I began my research eagerly. I wanted to fully understand all that was going to come with undergoing a tubal ligation, which is just another word for getting your tubes tied. I wanted to know approval, aftermath, satisfaction rates, risks, statistics. And at first I was empowered. You see, the way the narrative has already been taught to me, I would have thought that women who didn't want children were so rare. And then I learned, one in five American women won't be having a biological child. Some by choice, some by chance. But I was not alone. But the more I read, the more disheartened I became. I read women's stories trying desperately to get this procedure. I learned how common it was for women to exhaust their finances, appealing to dozens of OBGYNs over many years, only to be turned down so many times, often with such blatant disrespect that they just gave up.

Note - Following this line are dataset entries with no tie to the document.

PR #76, opened 2024-08-28
MGMT-18660: invalidating ironic image cache by removing image from bmh on data change

tsorya:
[MGMT-18660](https://issues.redhat.com//browse/MGMT-18660): invalidating ironic image cache by removing image from bmh on data change
In order to cleanup bmh image we should be sure that change occured
1. Write seed reconfiguration file only in case there is a change.
2. Stop rehashing kubeadmin password all the time but rather do it once
3. Verify hash of the configuration folder before and after going through all the params


controllers/imageclusterinstall_controller.go
```diff
@@ -207,21 +210,32 @@ func (r *ImageClusterInstallReconciler) Reconcile(ctx context.Context, req ctrl.
 
 	// in case there is no bmh we should set requirements met condition to true with image ready message
 	// in case bmh was set we will set this condition after host validations
-	if ici.Status.BareMetalHostRef == nil {
+	if ici.Spec.BareMetalHostRef == nil {
```
carbonin, line 213: I guess this was a typo originally? Not sure why else this would be changing here.

controllers/imageclusterinstall_controller.go
```diff
@@ -207,21 +210,32 @@ func (r *ImageClusterInstallReconciler) Reconcile(ctx context.Context, req ctrl.
...
 	}
 
 	if bmh != nil {
+		// in case image data was changed and bmh has image url configured
+		// we should remove image from it in order to invalidate ironic cache
+		if bmh.Spec.Image != nil && updated {
+			r.Log.Info("Image data was changed, removing image from BareMetalHost")
+			removed, err := r.removeBMHImage(ctx, ici.Spec.BareMetalHostRef)
+			if err != nil || removed {
+				// in case of error log will be printed by reconcile loop
```
carbonin, line 234: We are in `Reconcile` currently, who is printing this log?

internal/credentials/credentials_test.go
```diff
@@ -139,18 +139,20 @@ var _ = Describe("Credentials", func() {
...
-		passwordHash, err := cm.EnsureAdminPasswordSecret(ctx, clusterDeployment)
+		passwordHash, err := cm.EnsureAdminPasswordSecret(ctx, clusterDeployment, "")
 		Expect(err).NotTo(HaveOccurred())
 		// Verify the password secret
 		passwordSecret := &corev1.Secret{}
 		err = cm.Client.Get(ctx, client.ObjectKey{Namespace: clusterDeployment.Namespace, Name: clusterDeployment.Name + "-admin-password"}, passwordSecret)
 		Expect(err).NotTo(HaveOccurred())
 		password, exists := passwordSecret.Data["password"]
 		Expect(exists).To(BeTrue())
-		// Call again, the password hash should change but the password shouldn't
```
carbonin, line 150: Is there any reason we wanted this behavior previously?
@eranco74 ?

controllers/imageclusterinstall_controller.go
```diff
@@ -753,35 +773,57 @@ func (r *ImageClusterInstallReconciler) writeInputData(
...
 			return fmt.Errorf("failed to ensure admin password secret: %w", err)
 		}
-		if err := r.writeClusterInfo(ctx, log, ici, cd, crypto, psData, kubeadminPasswordHash, clusterInfoFilePath, clusterInfo, bmh); err != nil {
-			return fmt.Errorf("failed to write cluster info: %w", err)
+
+		newClusterInfo, err := r.createSeedReconfiguration(ctx, log, ici, cd, crypto, psData, kubeadminPasswordHash, clusterInfo, bmh)
+		if err != nil {
+			return fmt.Errorf("failed to create seed reconfiguration: %w", err)
 		}
+		if !reflect.DeepEqual(newClusterInfo, clusterInfo) {
```
carbonin, line 794: Do we really need this check if we're checking the directory hash later?

controllers/imageclusterinstall_controller_test.go
```diff
@@ -903,20 +895,101 @@ var _ = Describe("Reconcile", func() {
...
+		res, err = r.Reconcile(ctx, req)
+		Expect(err).NotTo(HaveOccurred())
+		res, err = r.Reconcile(ctx, req)
+		Expect(err).NotTo(HaveOccurred())
+		res, err = r.Reconcile(ctx, req)
+		Expect(err).NotTo(HaveOccurred())
+		res, err = r.Reconcile(ctx, req)
+		Expect(err).NotTo(HaveOccurred())
+		res, err = r.Reconcile(ctx, req)
+		Expect(err).NotTo(HaveOccurred())
```
carbonin, line 934: This is a bit excessive I think

carbonin (commented):
No need to do it now, but your PR description lists three individual changes you made. Those would make for awesome commits since we don't squash PR commits in this repo

controllers/imageclusterinstall_controller.go
tsorya: Yeah, i believe we should check Spec and not status here

controllers/imageclusterinstall_controller.go
tsorya: In case error occur manager prints the error

controllers/imageclusterinstall_controller.go
tsorya: I believe we can remove it though what's the point to write file if we don't need but we do it for many other cases, so ill remove it

controllers/imageclusterinstall_controller_test.go
tsorya: oops :) actually by mistake, it was part of my manual testing

controllers/imageclusterinstall_controller.go
```diff
@@ -753,35 +773,51 @@ func (r *ImageClusterInstallReconciler) writeInputData(
...
 			return fmt.Errorf("failed to ensure admin password secret: %w", err)
 		}
-		if err := r.writeClusterInfo(ctx, log, ici, cd, crypto, psData, kubeadminPasswordHash, clusterInfoFilePath, clusterInfo, bmh); err != nil {
+
+		newClusterInfo, err := r.createSeedReconfiguration(ctx, log, ici, cd, crypto, psData, kubeadminPasswordHash, clusterInfo, bmh)
+		if err != nil {
+			return fmt.Errorf("failed to create seed reconfiguration: %w", err)
+		}
+
+		if err := r.writeClusterInfo(newClusterInfo, clusterInfoFilePath); err != nil {
```
carbonin, line 795: We probably now don't need to split these, right?

And if you want to optimize out the file write if nothing changed then you can do the deep equal check in the function before writing it out, right?

tsorya: yep as it was before

internal/credentials/credentials_test.go
eranco74: What do you mean?
What behavior?

carbonin: Right, but we didn't *need* the hash to change for any reason, right?

controllers/imageclusterinstall_controller.go
carbonin: I mean you can recombine `createSeedReconfiguration` and `writeClusterInfo` into a single function. Is there any reason for them to be separate?

tsorya: ooo, right , when i removed the logic i forgot that i split it

internal/credentials/credentials_test.go
tsorya: We talked with @eranco74 today and he didn't remember any reason for it

carbonin (approved):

Women reported that medical practitioners were often condescending and dismissive of their motivations. Being told things like, come back when you're married with a child. But women who did have children, who went to go get this procedure, were told they were too young. Or they didn't have enough children, which is very interesting because the legal requirements in my state for getting this kind of surgery were at least 21 years old, of sound mind, acting of your own accord, and have a 30-day waiting period. And I was perplexed that I could meet all of these legal requirements and still have to face a battle in the exam room for my bodily autonomy. It was daunting, but I was determined.
I remember I dressed so professionally to that first appointment. I sat up straight, I spoke clearly. I wanted to give that doctor every piece of evidence that I was not the date of birth in that file. I made sure to mention things like, I just got my bachelor's degree and I'm applying to these doctoral programs. I'm going to study these things. My long-term partner has this kind of business and I've done research on this for months. I understand everything about it, all the risks. Because I needed the doctor to know that this was not a whim. Not reactionary, not your 20-something looking to go out and party without fear of getting knocked up. But this supported something integral to who I was. And I understand informed consent. So I fully expected to be reeducated on how it all worked. But at one point, the information being given to me started to feel agended, interlaced with bias and inflated statistics. The questions began to feel interrogative. At first, they were asking me questions. It seemed to understand my situation better. Then it seemed like they were asking questions to try to trip me up. I felt like I was on the witness stand being cross-examined.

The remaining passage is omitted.